Start of Block
PR #490, opened 2026-09-13
feat(rust): port the measurement report and portfolio views (wave 6)

### LINKED ISSUE #473: [Stage 6] quoin-measurement reporting: the measurement report, comparisons, series and the portfolio view
Wave 6 of the Stage 6 measurement port. Ports `report.ts` (384) and `portfolio.ts` (371) — 755 lines.

Needs waves 1, 2, 4, 5 and `quoin_store::canonical_json`.

Gate: `renderMeasurementReport`, `renderMeasurementReportJson`, `renderPortfolioReport`, `renderPortfolioReportJson`, `comparisonFor` and `seriesFor` byte-identical on a committed multi-repo fixture.

Trace: FR-100-AC-4.

Parent: #373

kreneskyp:
Wave 6 of Stage 6. Ports `src/measurement/report.ts` (384 lines) and
`src/measurement/portfolio.ts` (371 lines) into the existing
`quoin-measurement` crate as `src/report/` and `src/portfolio/`.

**Not a cutover.** No TypeScript was deleted and no `.ts` file was touched. The
retained tree stays the oracle until quoin#479.

## What landed

**2,966 lines of Rust added, 18 removed** across 13 new modules and 8 edited
ones, plus a 4,165-line total diff including the fixture and the capture script.

| retained TypeScript | here | lines |
| --- | --- | --- |
| `report.ts` | `report/{build,comparison,render,render_json,series,wire}.rs` | 1,458 |
| `portfolio.ts` | `portfolio/{build,location,render,render_json,types}.rs` | 1,056 |

Largest new module is `report/wire.rs` at 365 lines. Nothing is over the 500-line
soft ceiling, and `tc_468_module_sizes`'s over-soft allow-list is still empty.

## The gate

All six functions are **byte-identical** to the retained TypeScript on a
committed multi-repo fixture (FR-100-AC-4), asserted by `tc_473_reporting`:

- `renderMeasurementReport` and `renderMeasurementReportJson` — 5 repository
  cases
- `comparisonFor` — 4 cases (baseline found, baseline matched by prefix, no
  baseline, no current collection)
- `seriesFor` — 4 cases
- `renderPortfolioReport` and `renderPortfolioReportJson` — one walk over 8
  locations

### What the fixture actually is

`tests/fixtures/portfolio-tree/` — **21 committed documents** across seven
locations, authored for this wave rather than copied from any Rust output:

- `alpha` — 8 assurance markdown documents (2 profiles, 6 plans, one retired of
  each) and 3 measurement collections, exercising a v1 and a v2 collection, a
  present and an **absent** `dimensions`, a `population` with unmodelled
  `exclusions`/`namedMisses`, a `not_computed` with a reason and one without, a
  metric whose stored definition has drifted from its active plan, an authored
  plan no collection computes, a retired plan, and the `1e+21` number spelling
- `bravo` — a plan and an empty store
- `charlie` — a profile and no plans at all
- `delta` — 120 days stale
- `golf` — a collection whose `timestamp` no date grammar accepts
- `echo-not-a-directory` — a regular file
- `zulu-does-not-exist` — passed to the walk but never created

Anti-vacuity floors are asserted on every case list (5 / 4 / 4 / 8 locations),
and the capture's `produced_from_revision` must be 40 characters.

### Retained artifact vs captured golden

**None of the six functions has a retained rendered artifact to reproduce** —
quoin retains measurement collections and evidence records, not rendered
reports — so all six are proven against the captured golden
`tests/fixtures/portfolio-oracle.json`, taken once by
`oracle/capture-portfolio-oracle.mjs` at revision `9e7c33e` on node v22.15.0 and
frozen with that provenance. No test spawns node, pnpm or tsx (FR-101-AC-5).

Two **retained artifacts are reproduced byte-for-byte inside the fixture**: the
intervention record `quoin-270-cli-eval-sentinel-contract.json` and the
operational pair `c1b30a18….json`, copied unchanged from `spec/evidence/`. Both
are read, projected and rendered into `alpha`'s report, so the intervention and
operational sections of the gate run over real retained bytes.

## Defects found, fixed rather than absorbed

**1. Unmodelled `population` members were dropped.** `DIVERGENCE.md` §3.3 said
they were and added "Nothing in the corpus carries one." That was false: **25 of
14,644** observations under `spec/evidence/measurements/` carry `exclusions` and
`namedMisses`, and `renderMeasurementReportJson` writes the population straight
back out, so the drop was a real byte divergence. `MeasurementPopulation` now
keeps every unmodelled member verbatim and flattens it back. §3.3 is amended to
say so, with the count.

**2. An absent `dimensions` was flattened to an empty map.** **305 of 14,644**
observations state no `dimensions` at all, and `{}` is not the same bytes as
absent. The new `Dimensions` newtype models the distinction — `ABSENT` or
`stated(entries)` — rather than a `bool` or an `Option` threaded through call
sites.

A census over all 14,644 retained observations settles what is left: no
unmodelled observation-level or collection-level member, `dimensions` is never a
stated `{}`, `population` is never a non-object, all four modelled population
members always carry their modelled type, and all 23,214 `dimensions` and
`population` objects are already stored in sorted-name order.

**3. A gate matched a substring where it meant a member name.**
`tc_472_evidence_representations` asked whether a struct body contained the text
`"digest:"`, which every `config_digest:` member also contains, so six
measurement-collection references read as retained-evidence pointers. It now
matches parsed member names. This is a **stricter** net, not a looser one: a
type declaring `digest` still matches and one declaring only `config_digest` no
longer pretends to. No allow-list entry was added and nothing was deleted.

## Divergences — `DIVERGENCE.md` §13

- **§13.1** the fixture compares with one path substitution (`@@TREE@@` for the
  tree's absolute root), because `root` and `path` are absolute on both sides.
  Neither side canonicalises, so a symlinked checkout still agrees.
- **§13.2** a caught reader error renders Rust's message, not node's. The three
  messages quoin constructs itself are reproduced verbatim and are under the
  byte comparison; a message raised by node's `fs` or `JSON.parse` is not, and
  that one string diverges.
- **§13.3** staleness reads instants with `Rfc3339DateTime` rather than
  `Date.parse`, per the Stage 6 plan §5 ruling. Every corpus timestamp parses
  under both.
- **§13.4** the two fidelity defects above, with their counts.
- **§13.5** `dimensions` re-serialise in sorted-name order rather than insertion
  order — invisible in canonical JSON, in the rendered suffix, and in the
  corpus, all of which are already sorted.

## Gates

Run from `rust/` with a target directory inside the worktree, unpiped:

| gate | exit |
| --- | --- |
| `cargo fmt --all --check` | 0 |
| `cargo clippy --workspace --all-targets --locked -- -D warnings` | 0 |
| `cargo test --workspace --locked` | 0 |
| `make rust-gate` | 0 |

Worktree and both target directories removed.

Closes #473.


kreneskyp:
## Review — approved, merging

Gates re-run independently at `b2b2770` on a clean worktree, not taken from the agent's report: `CLIPPY_EXIT=0`, `TEST_EXIT=0`, 115 test binaries, zero `.ts` files in the 46-file diff.

### The three defect counts check out exactly

I re-measured them myself with `jq` over `spec/evidence/measurements/` rather than accepting the numbers: **14,644** observations, **25** carrying `exclusions`/`namedMisses`, **305** with no `dimensions` key. All three match.

Both were real byte divergences on re-serialisation, both shipped in W1, and both are fixed here rather than absorbed — with §3.3 *amended* to withdraw its false 'nothing in the corpus carries one' rather than left standing next to a contradicting §13.4. The `Dimensions` newtype modelling absent-vs-`{}` is parse-don't-validate applied to a distinction that `Option<BTreeMap>` alone would have lost on the way out.

### The change to the merged `tc_472` census is stricter, not looser

It moved from the substring `"digest:"` to an exact parsed member name, so `config_digest` no longer masquerades as a retained-evidence pointer. A type declaring `digest` still matches. No allow-list entry, no deleted test, no lowered gate — which is the required shape when a better rule surfaces a defect.

### §13.3's narrowing is provably unreachable

The divergence claims every retained `timestamp` parses as RFC 3339, so the `Date.parse` widening cannot bite. I checked: **0** of the corpus timestamps fail an RFC 3339 match. The refusal path is still under the byte comparison because the fixture's `golf` repository carries `"timestamp": "the-first-of-never"`, which both sides reject.

### §13.2 is the part worth naming

The agent declared a divergence it could **not** put under the byte comparison — a portfolio run over a corrupt or unreadable collection file renders this crate's error text, not node's `ENOENT`/`JSON.parse` prose — and stated why reconciling it is forbidden (a second error vocabulary inside the crate, which §2.3 and Stage 6 plan §5 both bar). Declaring the unreached case beats widening the fixture until it looks covered.

### Structure

13 new modules across `src/report/` and `src/portfolio/`, largest 365 lines, everything under the 500 soft ceiling and nothing added to an allow-list. No test spawns node — the oracle is a frozen committed capture (FR-101-AC-5), with anti-vacuity floors on every case list.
End of Block
## Activity
Look above for the line that contains "frozen with that". Starting there, transcribe every line exactly until you have copied the line that contains "observations state no".

## Completed task
frozen with that provenance. No test spawns node, pnpm or tsx (FR-101-AC-5).

Two **retained artifacts are reproduced byte-for-byte inside the fixture**: the
intervention record `quoin-270-cli-eval-sentinel-contract.json` and the
operational pair `c1b30a18….json`, copied unchanged from `spec/evidence/`. Both
are read, projected and rendered into `alpha`'s report, so the intervention and
operational sections of the gate run over real retained bytes.

## Defects found, fixed rather than absorbed

**1. Unmodelled `population` members were dropped.** `DIVERGENCE.md` §3.3 said
they were and added "Nothing in the corpus carries one." That was false: **25 of
14,644** observations under `spec/evidence/measurements/` carry `exclusions` and
`namedMisses`, and `renderMeasurementReportJson` writes the population straight
back out, so the drop was a real byte divergence. `MeasurementPopulation` now
keeps every unmodelled member verbatim and flattens it back. §3.3 is amended to
say so, with the count.

**2. An absent `dimensions` was flattened to an empty map.** **305 of 14,644**
observations state no `dimensions` at all, and `{}` is not the same bytes as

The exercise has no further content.